Provided entries Start Marker

PR #3997, opened 2020-07-22
Remove unnecessary criteria of force_full rsync publish

emilyzheng:
Rsync publish after units removal or failed predistributor publish
doesn't have to be force_full publish, so remove them from criteria.

RepoPublishResult doesn't have distributor_config, so the criteria
of predistributor_force_full doesn't work, remove it.

closes #7185
https://pulp.plan.io/issues/7185

### DIFF
--- a/server/pulp/plugins/rsync/publish.py
+++ b/server/pulp/plugins/rsync/publish.py
@@ -363,9 +363,7 @@ class Publisher(PublishStep):
         :return: Whether or not this publish should be in fast forward mode
         :rtype: bool
         """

Provided entries End Marker

■ **Requirement**: When a line contains the string "doesn", copy it from the records.

■ **Response area**:
doesn't have to be force_full publish, so remove them from criteria.
RepoPublishResult doesn't have distributor_config, so the criteria
of predistributor_force_full doesn't work, remove it.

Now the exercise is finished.